Nightmare moment re-enacted: Krew Boylan, hair dyed and eyebrows shaved, plays Schapelle Corby in Schapelle.
Update: Nine will now air Schapelle at 8.30pm Sunday; in direct competition with Seven's INXS: Never Tear Us Apart. A spokesperson said the change of time was "due to the current events unfolding in Bali".
A father with white scraggly whiskers lightly nicotine-stained by the make-up artist and glued to his chin looks up at his daughter, a one-time beauty school student in a green dress seated before him in a prison garden.
Her eyebrows are shaved down each day rather than plucked, so the actor playing Australia's most famous contemporary female prisoner, who was sentenced to 20 years in jail in 2005 after being convicted for smuggling marijuana into Bali in a surf body board bag, can easily regrow her brows once filming finishes.

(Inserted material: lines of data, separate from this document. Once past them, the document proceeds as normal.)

Issue #1185, opened 2019-11-04
[Q] User-defined state/command descriptions with metadata


ghys:
AFAIK (correct me if I'm wrong) there is no way for an user to set/override the state description or command description of a managed item, for instance specifying a custom format pattern between brackets in the label like DSL items.
The problem is that sometimes, the state/command descriptions provided by the channel might have to be altered, or the item might not be linked at all and managed solely with rules.

Would it make sense to have a `StateDescriptionProvider` resp. `CommandDescriptionProvider` reading the configuration parameters in well-known metadata namespaces - say, _stateDescription_ & _commandDescription_?

It could maybe even work for DSL items as well e.g.
```
Number EnergyCost { stateDescription="???" [ pattern="%.1f €", readOnly=true ] }
Switch VideoInput { commandDescription="???" [ options="HDMI1,HDMI2" ] }
```

openhab-5iver:
> AFAIK (correct me if I'm wrong) there is no way for an user to set/override the state description or command description of a managed item

I played around with this for a while using scriupted automation and the only way I saw to do it was to create a Thing with a Channel that the Item was linked to in order to manipulate the Item's StateDescription. I was planning to make a helper library for this, but it was getting so involved that I stopped, since OHC would be the right place to do it.

This functionality would be really nice to have. Maybe something for the OH 3.0 backlog, @cweitkamp?

J-N-K:
Solved in #1362

PR #1362, opened 2020-02-10
Metadata-based state & command description providers

ghys:
Implements #1185.

These providers will look into item metadata, which
can be managed by UIs with the API, to set or override
the item's state description (pattern, options, read
only...) or command description.

### DIFF
--- a/bundles/org.openhab.core/src/main/java/org/openhab/core/internal/items/MetadataCommandDescriptionProvider.java
+++ b/bundles/org.openhab.core/src/main/java/org/openhab/core/internal/items/MetadataCommandDescriptionProvider.java
@@ -49,7 +49,7 @@ public class MetadataCommandDescriptionProvider implements CommandDescriptionPro
     private MetadataRegistry metadataRegistry;
 
     @Activate
-    protected MetadataCommandDescriptionProvider(final @Reference MetadataRegistry metadataRegistry,
+    public MetadataCommandDescriptionProvider(final @Reference MetadataRegistry metadataRegistry,
             Map<String, Object> properties) {
         this.metadataRegistry = metadataRegistry;
     }
--- a/bundles/org.openhab.core/src/main/java/org/openhab/core/internal/items/MetadataCommandDescriptionProvider.java
+++ b/bundles/org.openhab.core/src/main/java/org/openhab/core/internal/items/MetadataCommandDescriptionProvider.java
@@ -1,0 +1,83 @@
+/**
+ * Copyright (c) 2010-2020 Contributors to the openHAB project
+ *
+ * See the NOTICE file(s) distributed with this work for additional
+ * information.
+ *
+ * This program and the accompanying materials are made available under the
+ * terms of the Eclipse Public License 2.0 which is available at
+ * http://www.eclipse.org/legal/epl-2.0
+ *
+ * SPDX-License-Identifier: EPL-2.0
+ */
+package org.openhab.core.internal.items;
+
+import java.util.Locale;
+import java.util.stream.Stream;
+
+import org.eclipse.jdt.annotation.NonNull;
+import org.eclipse.jdt.annotation.Nullable;
+import org.openhab.core.internal.types.CommandDescriptionImpl;
+import org.openhab.core.items.Metadata;
+import org.openhab.core.items.MetadataKey;
+import org.openhab.core.items.MetadataRegistry;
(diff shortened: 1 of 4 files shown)


bundles/org.openhab.core/src/main/java/org/openhab/core/internal/items/MetadataCommandDescriptionProvider.java
```diff
@@ -0,0 +1,83 @@
...
+            } catch (Exception e) {
+                logger.error("Unable to parse the commandDescription from metadata for item {}", itemName, e);
+                return null;
+            }
+        }
+
+        return null;
+    }
+
+    @Reference
```
kaikreuzer: You can add the `@Reference` directly in line 45 and get rid off the getter and setter methods.
Or pass it in via constructor as you do in `MetadataStateDescriptionFragmentProvider`.

bundles/org.openhab.core/src/main/java/org/openhab/core/internal/items/MetadataStateDescriptionFragmentProvider.java
```diff
@@ -0,0 +1,151 @@
...
+                                return (o.contains("="))
+                                        ? new StateOption(o.split("=")[0].trim(), o.split("=")[1].trim())
+                                        : new StateOption(o.trim(), null);
+                            }).collect(Collectors.toList());
+                    builder.withOptions(stateOptions);
+                }
+
+                return builder.build();
+            } catch (Exception e) {
+                logger.error("Unable to parse the stateDescription from metadata for item {}", itemName, e);
```
kaikreuzer: This should imho be a WARN for the user, telling him that the value is ignored. No stacktrace must be added here as we are not talking about a bug in the software.

bundles/org.openhab.core/src/main/java/org/openhab/core/internal/items/MetadataCommandDescriptionProvider.java
```diff
@@ -0,0 +1,83 @@
...
+                                    new CommandOption(o.split("=")[0].trim(), o.split("=")[1].trim()));
+                        } else {
+                            commandDescription.addCommandOption(new CommandOption(o.trim(), null));
+                        }
+                    });
+                }
+
+                return commandDescription;
+            } catch (Exception e) {
+                logger.error("Unable to parse the commandDescription from metadata for item {}", itemName, e);
```
kaikreuzer: This should imho be a WARN for the user, telling him that the value is ignored. No stacktrace must be added here as we are not talking about a bug in the software.

bundles/org.openhab.core/src/main/java/org/openhab/core/internal/items/MetadataStateDescriptionFragmentProvider.java
```diff
@@ -83,10 +83,10 @@ public MetadataStateDescriptionFragmentProvider(final @Reference MetadataRegistr
                     builder.withMinimum(getBigDecimal(metadata.getConfiguration().get("min")));
                 }
                 if (metadata.getConfiguration().containsKey("max")) {
-                    builder.withMaximum(getBigDecimal(metadata.getConfiguration().get("min")));
+                    builder.withMaximum(getBigDecimal(metadata.getConfiguration().get("max")));
```
kaikreuzer: haha, it seems the unit tests have already helped ;-)

kaikreuzer:
Now you only have to convince Jenkins:
```
07:44:24 [ERROR] /home/jenkins/jenkins-agent1/workspace/PR-openHAB-Core/bundles/org.openhab.core/pom.xml [0:0]: Constructors must be public access.
07:44:24 [ERROR] /home/jenkins/jenkins-agent1/workspace/PR-openHAB-Core/bundles/org.openhab.core/pom.xml [0:0]: In component org.openhab.core.internal.items.MetadataCommandDescriptionProvider, @Reference can only be used for parameters on the constructor annotated @Activate
```

bundles/org.openhab.core/src/main/java/org/openhab/core/internal/items/MetadataStateDescriptionFragmentProvider.java
ghys: My thoughts exactly but I wanted to keep that under the radar ;)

Twenty-seven extras - women in batik dresses and cut-off jean shorts, walking or sitting in pairs; men in brown prison-guard uniforms - complete a faux Kerobokan prison courtyard at Nerang on the Gold Coast.
It's scene 165, the denouement of the telemovie, and actor Krew Boylan, in character as Schapelle Corby, tells Colin Friels, who is playing Corby's late father Mick, that a visitor, a former prisoner, has advised her to plead guilty to gain release from the jail.

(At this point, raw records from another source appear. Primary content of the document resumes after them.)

Issue #1363, opened 2020-02-12
RFC: flexible API/SSE endpoint for dynamic item state updates


ghys:
This is a suggestion of a new API to help UIs solve a common and specific problem with the current `/rest/events` SSE endpoint exposing the "raw" event bus: retrieving targeted item state updates. It'll help with the concern expressed here: https://github.com/openhab/openhab-core/issues/1355#issuecomment-584913593

The issues this proposal tries to address are, among others:
- `/rest/events` only offers a topic filter which is not flexible enough to retrieve state updates for a specific set of items only;
- SSE connections are initiated by a GET request so parameters are limited to URL query strings, which limits large sets of items to track and advanced querying;
- events are relatively costly to parse, while only (item, new state) tuples are usually enough;
- if the state has to be transformed for display, the new state value in the `ItemStateChangedEvent` doesn't have the transformation applied so the client has to call `/rest/items/...` to retrieve the transformed state;
- whenever the needs change, the connection has to be closed and opened again with new parameters

### How It Works

The proposed extension consists in a new SSE endpoint and a regular HTTP POST endpoint, and works as follows:

1. A client opens a EventSource connection to a new SSE endpoint `/rest/events/states`.
```js
const eventSource = new EventSource('/rest/events/states')
```

2. The server assigns an unique _connectionId_ to the new connection (stored in the `EventOutput` instance) then immediately sends a first event of type `ready` with the id `0` and the connectionId as data. No new events are sent for now (1):
```
> curl http://localhost:8080/rest/events/states
event: ready
id: 0
data: d7f63062-3a5a-453e-b824-3e462587a68d

(...connection stays open...)
```

3. The client catches this "ready" event and retains the connectionId:
```js
eventSource.addEventListener('ready', (e) => {
  console.log('the connectionId is: ' + e.data)
  // process and continue
})
```

4. The client makes a regular HTTP POST request to `/rest/events/states/{connectionId}` specifying in the body which item(s) it wants to track:
```js
// Assumed Content-type: application/json
fetch('/rest/events/states/d7f63062-3a5a-453e-b824-3e462587a68d',
   { method: 'POST', body: JSON.stringify(["DemoSwitch", "DemoSwitchGroup"]) })
.then(...)
```
Here a simple JSON array of item names is expected in the body but the request details can be discussed further. The client usually has all the information on the items it needs to track (likely as a result of a prior call to `/rest/items`), so a simple array of names could be enough, but we could for instance expand groups to include their members etc.

[...]

PR #1364, opened 2020-02-12
Simple dynamic item state updates SSE endpoint & API.

ghys:
Implements #1363.


bundles/org.openhab.core.io.rest.sse/src/main/java/org/openhab/core/io/rest/sse/SseStatesResource.java
```diff
@@ -0,0 +1,214 @@
...
+    public void broadcastEvent(final ItemStateChangedEvent stateChangeEvent) {
+        executorService.execute(new Runnable() {
+            @Override
+            public void run() {
+                OutboundEvent.Builder builder = new OutboundEvent.Builder();
+                Map<String, String> payload = new HashMap<>();
+                Item item = itemRegistry.get(stateChangeEvent.getItemName());
+                if (item != null) {
+                    String transformedState = considerTransformation(item.getState().toString(), item, null);
+                    payload.put(item.getName(), transformedState);
```
kaikreuzer: As mentioned in the issue, I am pretty sure that you will additionally require the raw state as well in the UI, e.g. for being able to request the correct item for the state, apply ui-based logic on visibility or colors, etc. So the current item->state map might be too simplistic after all.
Also, we might add further metadata to the `ItemStateChangedEvent` in future, such as the reason why it changed (manual command, rule triggered, or whatever). Serializing the whole content of ItemStateChangedEvent would somehow feel more future-proof, wdyt?

ghys: > I am pretty sure that you will additionally require the raw state as well in the UI

True.

> Serializing the whole content of ItemStateChangedEvent would somehow feel more future-proof

The idea with this is not actually to expose events from the event bus, but only to make it as easy as possible for clients to keep track of the state of a predetermined set of items. So: 1) you open the SSE connection, 2) you send the list of items whose state you want to track, 3) you receive the current states of all your tracking list over the SSE connection, 4) you also receive any individual updates until you close the connection or change the tracking list.

The benefit with item-state maps is that for 3) ___and___ 4) the client-side code is pretty simple and actually the same in both cases: basically, just merge the map you received with the one you currently have. 3) is also useful because with this feature you might not even need to call `/rest/items` to initialize your client-side map if all you need are the current states. However, 3) doesn't correspond to any event on the event bus. That's why I wanted to abstract the event bus away from this API. Maybe the state could be an 2-element array or simple object (`{"state": "CLOSED", "transformedState": "zu"}`) in case there's a transformation involved.

Moreover it was asked a few years ago (IIRC by me) over in ESH to include the transformed state in `ItemStateChangedEvent`s but it wasn't accepted, because the transformation is possibly costly to compute (e.g. exec or JS) and blocking so it's not a good idea to do it on every change if it's not useful. Therefore, there's indeed a problem with this code here - it should first determine whether the item is being tracked or not.

kaikreuzer: If we'd drop transformation support and thus would only have patterns, which you can render on client side, we could merely pass the raw state in your item state map. Would that solve all our issues?

ghys: > If we'd drop transformation support and thus would only have patterns, which you can render on client side, we could merely pass the raw state in your item state map. Would that solve all our issues?

Turns out, even formatting the state using a pattern is no trivial problem (dates, quantity types unit conversions...), and it requires the client to know about the state description, which might not be always the case... so I figured making the server do the heavy lifting was the best option after all, and introduced in https://github.com/openhab/openhab-core/pull/1364/commits/1d11fa4e8076410e9dde8e3eb3243b944c041d09 a "displayState" in the map value.
So with items like this:
```
DateTime DemoDateTime { stateDescription="N/A" [ pattern="%1$tA, %1$td.%1$tm.%1$tY" ] }
Number:Temperature DemoTemperature "Info [%.5f %unit%]"
Number DemoFormat "Info [%.5f kWh]"
Contact DemoOptions "Options" { stateDescription="N/A" [ options="OPEN=unlocked,CLOSED=locked" ] }
```
It gives (line breaks added for clarity):
```
data: {
"DemoFormat":{"state":"500","displayState":"500.00000 kWh"},
"DemoContact":{"state":"OPEN"},
"DemoOptions":{"state":"CLOSED","displayState":"locked"},
"MetadataString":{"state":"1","displayState":"HDMI1"},
"DemoTemperature":{"state":"23.00 °F","displayState":"-5.00000 °C"},
"DemoDateTime":{"state":"2020-02-18T11:37:29.782672+0100","displayState":"Tuesday, 18.02.2020"}
}
```
So the UI can happily use the displayState for display purposes if it exists (or fall back to the actual state) and also have the raw version at hand.

kaikreuzer: Sounds sensible then, thanks.

bundles/org.openhab.core.io.rest.sse/src/main/java/org/openhab/core/io/rest/sse/SseStatesResource.java
```diff
@@ -0,0 +1,170 @@
...
+
+    private static final String X_ACCEL_BUFFERING_HEADER = "X-Accel-Buffering";
+
+    private final ItemStateChangesSseBroadcaster broadcaster;
+
+    private final ExecutorService executorService;
+
+    private ItemRegistry itemRegistry;
+
+    @Reference
```
kaikreuzer: again, this annotation can be put on the field and the setter and getter removed.

bundles/org.openhab.core.io.rest.sse/src/main/java/org/openhab/core/io/rest/sse/SseStatesResource.java
```diff
@@ -0,0 +1,170 @@
...
+        return Response.ok().build();
+    }
+
+    /**
+     * Broadcasts a state event to all currently listening clients, after transforming it to a simple map.
+     *
+     * @param stateChangeEvent the {@link ItemStateChangedEvent} containing the new state
+     */
+    public void broadcastEvent(final ItemStateChangedEvent stateChangeEvent) {
+        executorService.execute(new Runnable() {
```
kaikreuzer: How about using `() -> {}` syntax instead of the Runnable?

bundles/org.openhab.core.io.rest.sse/src/main/java/org/openhab/core/io/rest/sse/internal/ItemStateChangesSseBroadcaster.java
```diff
@@ -0,0 +1,234 @@
...
+                            // This also handles IllegalFormatConversionException, which is a subclass of
+                            // IllegalArgument.
+                            try {
+                                displayState = state.format(pattern);
+                            } catch (IllegalArgumentException e) {
+                                logger.warn("Exception while formatting value '{}' of item {} with format '{}': {}",
+                                        state, item.getName(), pattern, e.getMessage());
+                                displayState = new String("Err");
+                            }
+
```
kaikreuzer: remove empty line

bundles/org.openhab.core.io.rest.sse/src/main/java/org/openhab/core/io/rest/sse/SseStatesResource.java
```diff
@@ -0,0 +1,170 @@
...
+    private ItemRegistry itemRegistry;
+
+    @Reference
+    protected void setItemRegistry(ItemRegistry itemRegistry) {
+        this.itemRegistry = itemRegistry;
+        this.broadcaster.setItemRegistry(itemRegistry);
+    }
+
+    protected void unsetItemRegistry(ItemRegistry itemRegistry) {
+        this.itemRegistry = itemRegistry;
```
kaikreuzer: for symmetry reasons it would be good to unset the item registry in the broadcaster here as well.

bundles/org.openhab.core.io.rest.sse/src/main/java/org/openhab/core/io/rest/sse/SseStatesResource.java
```diff
@@ -0,0 +1,170 @@
...
+    private UriInfo uriInfo;
+
+    @Context
+    private HttpServletResponse response;
+
+    @Context
+    private HttpServletRequest request;
+
+    public SseStatesResource() {
+        this.executorService = Executors.newSingleThreadExecutor();
```
kaikreuzer: Better to have named threads, so that we can identify them when debugging:
```suggestion
        this.executorService = Executors.newSingleThreadExecutor(new NamedThreadFactory("SseStatesResource"));
```

kaikreuzer: The executor creation should be move to an activate method and it should be terminated in deactivated again to ensure we do not have any zombie threads when the bundle is shut down.

ghys: I copied and adapted the code from the original SSE resource:
https://github.com/openhab/openhab-core/blob/730a8e1e6104d966584b823819bb730f2695dde8/bundles/org.openhab.core.io.rest.sse/src/main/java/org/openhab/core/io/rest/sse/SseResource.java#L77-L82

Do you want me to make the same changes there as well? Or maybe merge the two resources (even if it's a different broadcaster though).

bundles/org.openhab.core.io.rest.sse/src/main/java/org/openhab/core/io/rest/sse/SseStatesResource.java
ghys: Same comment as above
https://github.com/openhab/openhab-core/blob/730a8e1e6104d966584b823819bb730f2695dde8/bundles/org.openhab.core.io.rest.sse/src/main/java/org/openhab/core/io/rest/sse/SseResource.java#L126-L129

ghys:
@kaikreuzer I have finally removed the SseStatesResource and merged it into the main SseResource to avoid duplicating code and share the executor service. I verified against regressions, all endpoints work.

''What did you say?'' says Friels as Mick.
Her response - and most importantly, the way she says it - is a chilling end to what has been a tense shoot and will surely spark controversy again in this TV production of Corby's story, written by Katherine Thomson.
FremantleMedia optioned Fairfax journalist Eamonn Duff's account of the Corby story, Sins of the Father. ''The book and Eamonn himself were really important elements to developing the screenplay, but then I did loads of my own research,'' says Thomson.

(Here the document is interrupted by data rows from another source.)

PR #1367, opened 2020-02-16
[automation] Corrected issue where scripts were not starting when OH restarted

### LINKED ISSUE #841: [automation] Scripts do not load at startup on Windows
Observed on S1597, but very likely occurs on earlier post ESH reintegration snapshots too. With OH running on a Windows machine, scripts do not load at startup. After saving a script, the script is loaded. I've reproduced this in a test environment while troubleshooting the issue someone had [reported in the forum](https://community.openhab.org/t/jsr223-jython-simplified-rule-definition-similar-to-rules-dsl-and-universal-decorator/53252/172?u=5iver). If the issue does not occur on a build prior to one that includes #724, then the changes to ScriptFileWatcher could be the cause, but I don't see that PR causing an issue for Windows. I plan to investigate further.

openhab-5iver:
Fixes #841. I also added a few file extensions to the list that are not loaded as scripts.I've tested on Windows 10 and Fedora 31.

### DIFF
--- a/bundles/org.openhab.core.automation.module.script.rulesupport/src/main/java/org/openhab/core/automation/module/script/rulesupport/internal/loader/ScriptFileWatcher.java
+++ b/bundles/org.openhab.core.automation.module.script.rulesupport/src/main/java/org/openhab/core/automation/module/script/rulesupport/internal/loader/ScriptFileWatcher.java
@@ -19,6 +19,7 @@ import java.io.File;
 import java.io.IOException;
 import java.io.InputStreamReader;
 import java.net.MalformedURLException;
+import java.net.URISyntaxException;
 import java.net.URL;
 import java.nio.file.Path;
 import java.nio.file.Paths;
@@ -155,7 +156,7 @@ public class ScriptFileWatcher extends AbstractWatchService {
     }
 
     private synchronized void importFile(URL url) {
-        String fileName = getFileName(url);
+        String fileName = url.getFile();
         if (loaded.contains(url)) {
             this.removeFile(url); // if already loaded, remove first
         }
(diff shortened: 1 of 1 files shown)


bundles/org.openhab.core.automation.module.script.rulesupport/src/main/java/org/openhab/core/automation/module/script/rulesupport/internal/loader/ScriptFileWatcher.java
```diff
@@ -238,7 +229,9 @@ private String getScriptType(URL url) {
         String fileExtension = fileName.substring(idx + 1);
 
         // ignore known file extensions for "temp" files
-        if (fileExtension.equals("txt") || fileExtension.endsWith("~") || fileExtension.endsWith("swp")) {
+        if (fileExtension.equals("txt") || fileExtension.equals("old") || fileExtension.equals("example")
```
cweitkamp: Instead of blacklisting wouldn't it be safer to define a whitelist of allowed file extensions?

Otherwise you should put string litterals first in comparisons or may introduce a `Set` of Strings and check if the set contains your blacklisted extension.

openhab-5iver: It would be very difficult to use a whitelist, since any compatible ScriptEngineFactory could be used and there's no way to tell what file extensions might be used.

I'll remove this for now and add a separate PR with a better way to blacklist. I really shouldn't have included this here anyhow, but I've wanted to exclude these extensions for a while.

openhab-5iver: I have reverted this change and will submit another PR for it.

bundles/org.openhab.core.automation.module.script.rulesupport/src/main/java/org/openhab/core/automation/module/script/rulesupport/internal/loader/ScriptFileWatcher.java
```diff
@@ -238,7 +229,7 @@ private String getScriptType(URL url) {
         String fileExtension = fileName.substring(idx + 1);
 
         // ignore known file extensions for "temp" files
-        if (fileExtension.equals("txt") || fileExtension.endsWith("~") || fileExtension.endsWith("swp")) {
+         if (fileExtension.equals("txt") || fileExtension.endsWith("~") || fileExtension.endsWith("swp")) {
```
cweitkamp: Can you remove the whitespace?

openhab-5iver: Oops.. sorry about that... done!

Modelled on video footage and Instagram photos of the real thing, the set, in its sixth and final day before being torn down, includes the recreated prison cell that Corby shares with five other women, with aqua-painted window frames, pastel and salmon walls, mattresses lined up in a row and a grotty squat toilet.
The buildings are hollow plywood and plaster. In the nearby fake holding cell, water and shellac were applied to replicate years of bodies rubbing against the walls.
Friels tells the director of his understanding of Mick: ''I think he wants her to say that she should plead guilty.'' Earlier, Friels had reassured Boylan her performance as Schapelle ''sounded truthful''. Boylan admits quietly to him she feels pressured.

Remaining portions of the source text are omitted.